Items from a data source:
PR #1788, opened 2023-07-27
Export case User Interface

gfd2020:
The PR export the entire case (along with the evidences) to a folder chosen by the user.

### DIFF
--- a/iped-parsers/iped-parsers-impl/src/main/java/iped/parsers/whatsapp/WhatsAppParser.java
+++ b/iped-parsers/iped-parsers-impl/src/main/java/iped/parsers/whatsapp/WhatsAppParser.java
@@ -285,6 +285,9 @@ public class WhatsAppParser extends SQLite3DBParser {
         int chatVirtualId = 0;
         HashMap<String, String> cache = new HashMap<>();
         for (Chat c : chatList) {
+            // sort messages before generating the report
+            Message.sort(c.getMessages());
+
             getAvatar(searcher, c.getRemote());
             searchMediaFilesForMessagesInBatches(c.getMessages(), searcher, handler, extractor, dbPath, context, null);
             int frag = 0;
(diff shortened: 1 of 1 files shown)


lfcnassif (commented):
Hi @gfd2020, thanks for this PR. But my thoughts about this "export case" feature is to include it in the case creation UI implemented in #1341, together into that PR or after it is integrated. Users wouldn't need to open the case to just copy it to other location. I think it makes more sense to put this into the case management UI. What do you think?

gfd2020:
> Hi @gfd2020, thanks for this PR. But my thoughts about this "export case" feature is to include it in the case creation UI implemented in #1341, together into that PR or after it is integrated. Users wouldn't need to open the case to just copy it to other location. I think it makes more sense to put this into the case management UI. What do you think?

I think it could have both. Will the creation UI be an integral part of a processed case?

lfcnassif:
> I think it could have both. Will the creation UI be an integral part of a processed case?

Initially not. Part of it, the task/module selection panel will be added to the analysis UI when #24 is implemented in the future, so users will be able to run selected modules after the initial processing.

gfd2020:
> > I think it could have both. Will the creation UI be an integral part of a processed case?
> 
> Initially not. Part of it, the task/module selection panel will be added to the analysis UI when #24 is implemented in the future, so users will be able to run selected modules after the initial processing.

In this case, if someone only has the case processed, how will they export it to another place if they don't have Creatin UI installed?

lfcnassif:
> In this case, if someone only has the case processed, how will they export it to another place if they don't have Creatin UI installed?

Simply copying by Windows Explorer? Internal absolute paths should be updated by the Analysis UI when it is opened from the copied case. Isn't that working?

gfd2020:
> 
> Simply copying by Windows Explorer? Internal absolute paths should be updated by the Analysis UI when it is opened from the copied case. Isn't that working?

I think it's working. But this PR does everything automatically and estimates the size needed for copying. I think that for a common user it is a bit complicated for them to fix the paths. Make a test and tell me if it's worth it.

Task goal:
Using the data above, extract exactly the lines from the one that holds "The PR export" to the one that holds "HashMap<String, String> cache", both ends included, and no others.

Solution to the exercise:
The PR export the entire case (along with the evidences) to a folder chosen by the user.

### DIFF
--- a/iped-parsers/iped-parsers-impl/src/main/java/iped/parsers/whatsapp/WhatsAppParser.java
+++ b/iped-parsers/iped-parsers-impl/src/main/java/iped/parsers/whatsapp/WhatsAppParser.java
@@ -285,6 +285,9 @@ public class WhatsAppParser extends SQLite3DBParser {
         int chatVirtualId = 0;
         HashMap<String, String> cache = new HashMap<>();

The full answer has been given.